Would there be any point in asking the school authorities if a deputation from the residents' committee could address a parent-teacher meeting in order to try and find a solution to the problem?

Do you know members of the school management committee? Lobby them collectively, in person, by letter, by phone for help in resolving the problem. They after all are the people responsible for the operation of the school.


----------



## dem_syhp (8 Jul 2008)

I think you've two problems: 
1. Parking, blocking your drive way - illegal
2. Parking on the verge, damaging plants and on double yellow lines

For the first, I've seen the gardai give out parking tickets for lesser offenses where it was someone popping in to the shop, car on the footpath but not blocking an entrance.  Might be a bit of easy money for them to be made?  Again, I've seen them put notices on cars warning them before giving tickets - this would be where there is a chronic problem but to give people a chance to re-consider what they're doing before hitting them in the pocket.  

Also, while I feel for your flowers, I doubt the county council will feel quite the same way.  However, if their kerb/verge is being damaged so they need to repair it, or parking is causing safety issues, then some will consider putting in a higher than standard kerb to prevent this.  Check with your local councillor if there is anything he/she can do.   

Is there an alternative for them to park at?  Again - Can you work with the county council/school to help find an alternative.  There are cases where they can work with local church to open gates, etc.... to help.  Schools have organised walking buses, etc... 

You *may* find it improves this year with the rising cost of petrol!   

Dem


----------



## michaelm (8 Jul 2008)

macnas said:


> Get some stickers printed saying that this kind of parking is causing problems in the area by blocking gates and driving over flower beds and ask that this car does not park here again  . Make sure that the adhesive on the stickers is very sticky.
> Place the stickers on the drivers side of the windscreen.


By all means print a polite note to put under the wiper but don't stick anything on anyones windscreen.  Maybe get some Garda traffic cones and line the verge and driveway for the first week school's back?  Ideally you could get a local Garda to turn up some morning and give out some parking tickets.


----------



## Guest106 (22 Nov 2008)

_ARAIS  ARIS_

This topic got a great airing last year following on the opening post by _moi_
and lest ye think we've had it sorted, let me just say that the skirmishes if not the war goes on.  
But a little incident in the saga unfolded this week that is well worth telling, imo.

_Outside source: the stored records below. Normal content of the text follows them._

PR #29900, opened 2023-04-27
Better late than never...

chrissuozzo:
🎉


README.md
```diff
@@ -6,4 +6,4 @@ Creating a *fork* is producing a personal copy of someone else's project. Forks
 
 After forking this repository, you can make some changes to the project, and submit [a Pull Request](https://github.com/octocat/Spoon-Knife/pulls) as practice.
```
sboddu2, line 8: # Don't put loop here

PR #30461, opened 2023-07-17
Update index.html

theswiftvlad:
Test comment)

### DIFF
--- a/index.html
+++ b/index.html
@@ -12,6 +12,7 @@
 <img src="forkit.gif" id="octocat" alt="" />
 
 <!-- Feel free to change this text here -->
+<p>Hello Octocat!<\p>
 <p>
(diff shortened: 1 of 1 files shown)


stysan:
### why this won't get merged
this repo is already perfect for what it's purpose is and adding a random line of code without a purpose is _kinda weird_
### for next time you want to merge something
please think if something you want to merge is actually needed in the project - because this won't get merged because you added a line of code for no reason! and you can argue a whole lot about whether you need it or not, but you don't actually need your `<p>Hello Octocat!</p>` thing.
### here's why
1. it doesn't have a purpose
2. it is not ideal line of hello world type code, because @octocat is already used
3. it doesn't fit in the style of this code  
  
**thank you for your time!**

PR #30545, opened 2023-08-01
Add a hello image to README.md and index.html

wtrape:
I also changed styles.css to make the html look well.


Toohott23 (changes requested):
Delete

PR #30662, opened 2023-08-15
On branch issue1

segnbi:
modified:   index.html
	  -> added title "h1" and changed "img" id to segnbi.


segnbi:
I found out the html file didn't have a title

PR #941, opened 2015-02-04
mix: Mining and transactions on a real blockchain

arkpar:


gavofyork:
`complex_accessors` test still failing.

Early last week, a Co Meath registered LandRover Jeep parked on the churned up flowerbed outside my entrance gate half an hour or so before school release time.
I saw it there as I drove in and saw that the female driver was eating from a parcel propped up in front of her as I passed.  A few minutes later I looked out and saw said lady emerge from the 4x4 and place something in my hedge.
She then drove off smartly just as I was contemplating a response.

I examined the item (box) she'd placed in the hedge and found chicken bones (still warm) plus chips & coke can.  Got name & address of Reg Owner of Jeep next day (don't ask) and having parcelled up the bones, chips & coke can posted them off on Thursday from our local P.O. to the Jeep owner.  

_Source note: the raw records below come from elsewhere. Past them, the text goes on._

PR #956, opened 2015-02-05
Optional parameter names.

LianaHus:
Now the names of input/return parameters of function do not have to be specified.

- added appropriate tests

### DIFF
--- a/libsolidity/AST.cpp
+++ b/libsolidity/AST.cpp
@@ -60,7 +60,6 @@ void ContractDefinition::checkTypeRequirements()
 
 	FunctionDefinition const* fallbackFunction = nullptr;
 	for (ASTPointer<FunctionDefinition> const& function: getDefinedFunctions())
-	{
 		if (function->getName().empty())
 		{
 			if (fallbackFunction)
@@ -72,8 +71,6 @@ void ContractDefinition::checkTypeRequirements()
 					BOOST_THROW_EXCEPTION(fallbackFunction->getParameterList().createTypeError("Fallback function cannot take parameters."));
 			}
 		}
-	}
-
 	for (ASTPointer<ModifierDefinition> const& modifier: getFunctionModifiers())
 		modifier->checkTypeRequirements();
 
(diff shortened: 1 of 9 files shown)


libsolidity/AST.cpp
```diff
@@ -58,10 +58,21 @@ void ContractDefinition::checkTypeRequirements()
 		BOOST_THROW_EXCEPTION(constructor->getReturnParameterList()->createTypeError(
 									"Non-empty \"returns\" directive for constructor."));
 
-	FunctionDefinition const* fallbackFunction = getFallbackFunction();
-	if (fallbackFunction && fallbackFunction->getScope() == this && !fallbackFunction->getParameters().empty())
-		BOOST_THROW_EXCEPTION(fallbackFunction->getParameterList().createTypeError(
-									"Fallback function cannot take parameters."));
+	FunctionDefinition const* fallbackFunction = nullptr;
+	for (ASTPointer<FunctionDefinition> const& function: getDefinedFunctions())
+	{
```
gavofyork: remove unneeded `{`s.

gavofyork:
looks good apart from minor style alteration.

libsolidity/Parser.cpp
```diff
@@ -268,17 +268,28 @@ ASTPointer<VariableDeclaration> Parser::parseVariableDeclaration(VarDeclParserOp
...
 		isIndexed = true;
 		m_scanner->next();
 	}
-	Declaration::Visibility visibility(Declaration::Visibility::DEFAULT);
-	if (_options.isStateVariable && Token::isVisibilitySpecifier(token))
-		visibility = parseVisibilitySpecifier(token);
+	if (_options.allowEmptyName && m_scanner->getCurrentToken() != Token::IDENTIFIER)
+	{
+		identifier = make_shared<ASTString>("");
+		nodeFactory.setEndPositionFromNode(type);
```
chriseth: Unfortunately, this does not set the end position correctly... Yes, it is a really crappy mechanism.
I think we have to call it multiple times: Once `setEndPositionFromNode(type)` right after parsing the type and then `markEndPosition` at the beginning of the two if bodies (for visibility and indexed).

gavofyork:
All parameters should be named when it's non-private; otherwise the JS side of the API will get confused.

gavofyork:
also no compile on os x....

chriseth:
@gavofyork Is that a temporary restriction, i.e. is it planned to add this feature to the JS side or is it impossible?
Also, is it ok to have anonymous return parameters or should parameters and return parameters be named?

chriseth:
Seems to need a rebase again...

PR #953, opened 2015-02-05
Solidity ether subdenominations

LefterisJP:

PR #962, opened 2015-02-06
fix libsolidity's warning on Mac

guanqun:
/Users/q/Repos/cpp-ethereum/libsolidity/Parser.cpp:188:11: warning: variable 'visibility' is used uninitialized whenever 'if'
          condition is false [-Wsometimes-uninitialized]
            else if (_token == Token::PRIVATE)
                     ^~~~~~~~~~~~~~~~~~~~~~~~
    /Users/q/Repos/cpp-ethereum/libsolidity/Parser.cpp:193:9: note: uninitialized use occurs here
            return visibility;
                   ^~~~~~~~~~
    /Users/q/Repos/cpp-ethereum/libsolidity/Parser.cpp:188:7: note: remove the 'if' if its condition is always true
            else if (_token == Token::PRIVATE)
                 ^~~~~~~~~~~~~~~~~~~~~~~~~~~~~
    /Users/q/Repos/cpp-ethereum/libsolidity/Parser.cpp:183:2: note: variable 'visibility' is declared here
            Declaration::Visibility visibility;
            ^
    1 warning generated.

### DIFF
--- a/libsolidity/Parser.cpp
+++ b/libsolidity/Parser.cpp
@@ -180,7 +180,7 @@ ASTPointer<InheritanceSpecifier> Parser::parseInheritanceSpecifier()
 
 Declaration::Visibility Parser::parseVisibilitySpecifier(Token::Value _token)
 {
-	Declaration::Visibility visibility;
+	Declaration::Visibility visibility = Declaration::Visibility::DEFAULT;
 	if (_token == Token::PUBLIC)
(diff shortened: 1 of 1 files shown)


LefterisJP:
Thanks for spotting, but it should already be fixed and merged by this PR: https://github.com/ethereum/cpp-ethereum/pull/953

I put in a note explaining my action in returning the misplaced property and outlining that there is a move afoot to improve our area and that her refuse disposal arrangements ran counter to our efforts. On reflection, there may not have been a connection between the school and the Jeep. 

Many will say I was daft, bizarre, etc but maybe a lot think I was damned right ?


----------



## PaddyBloggit (22 Nov 2008)

mathepac said:


> Would there be any point in asking the school authorities if a deputation from the residents' committee could address a parent-teacher meeting in order to try and find a solution to the problem?
> 
> Do you know members of the school management committee? Lobby them collectively, in person, by letter, by phone for help in resolving the problem. They after all are the people responsible for the operation of the school.

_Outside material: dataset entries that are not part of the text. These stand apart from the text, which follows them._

PR #965, opened 2015-02-06
natspec separated to it's own module. tests

debris:


libnatspec/NatspecExpressionEvaluator.cpp
```diff
@@ -0,0 +1,59 @@
...
+ */
+
+#include <libdevcore/Log.h>
+#include <libdevcore/Exceptions.h>
+#include "NatspecExpressionEvaluator.h"
+
+using namespace std;
+using namespace dev;
+
+static QString contentsOfQResource(string const& res)
```
LefterisJP: `_res`

libnatspec/NatspecExpressionEvaluator.h
```diff
@@ -0,0 +1,35 @@
...
+ */
+/** @file NatspecExpressionEvaluator.h
+ * @author Marek Kotewicz <marek@ethdev.com>
+ * @date 2015
+ */
+
+#include <QtCore/QObject>
+#include <QtCore/QtCore>
+#include <QtQml/QJSEngine>
+
```
LefterisJP: MAybe a small docstring in the class and especially in its constructor explaining the arguments? I know what they are but for someone new looking at the code that would look like black magic :)

test/natspec.cpp
```diff
@@ -0,0 +1,137 @@
...
+#include <libdevcore/Log.h>
+#include <libnatspec/NatspecExpressionEvaluator.h>
+
+using namespace std;
+
+BOOST_AUTO_TEST_SUITE(natspec)
+
+BOOST_AUTO_TEST_CASE(natspec_eval_function_exists)
+{
+	cnote << "testing existance of evaluateExpression function";
```
LefterisJP: Maybe it would be better here (and in the other places below) if you did not output these messages. We should not clutter the test output.

test/natspec.cpp
```diff
@@ -0,0 +1,137 @@
...
+
```
LefterisJP: there is no reason to have spaces in between all those statements. Here and in all the test cases below please remove the extra spaces.

libnatspec/NatspecExpressionEvaluator.h
debris: sure

debris: done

Unfortunately, schools are not responsible for anything that happens outside their gates on public property.

Only thing that has worked is having a guard there for a few mornings .... at school's request.

This might be the approach to take .... all residents approach the school Principal/BOM and ask that the Gardaí be approached with a view to having a presence there for a few mornings .... 

Other than that I can't suggest anything else.


----------



## mathepac (22 Nov 2008)

1John said:


> _... _Many will say I was daft, bizarre, etc but maybe a lot think I was damned right ?


I say well done.


----------



## PaddyBloggit (22 Nov 2008)

1John said:


> _ARAIS  ARIS_
> 
> This topic got a great airing last year following on the opening post by _moi_
> and lest ye think we've had it sorted, let me just say that the skirmishes if not the war goes on.
> ...



I like it .... well done!


----------



## truthseeker (22 Nov 2008)

1John said:


> _ARAIS  ARIS_
> 
> This topic got a great airing last year following on the opening post by _moi_
> and lest ye think we've had it sorted, let me just say that the skirmishes if not the war goes on.
> ...



Excellent work, pity you couldnt have included a photo of said lady depositing the rubbish and told her the pic was on its way to litter warden with her name and address.


----------



## sam h (22 Nov 2008)

> I examined the item (box) she'd placed in the hedge and found chicken bones (still warm) plus chips & coke can. Got name & address of Reg Owner of Jeep next day (don't ask) and having parcelled up the bones, chips & coke can posted them off on Thursday from our local P.O. to the Jeep owner.


 
BRAVO !!!

I love it & think it's a brilliant idea.  I'd love to be a fly on the wall when she opens that.  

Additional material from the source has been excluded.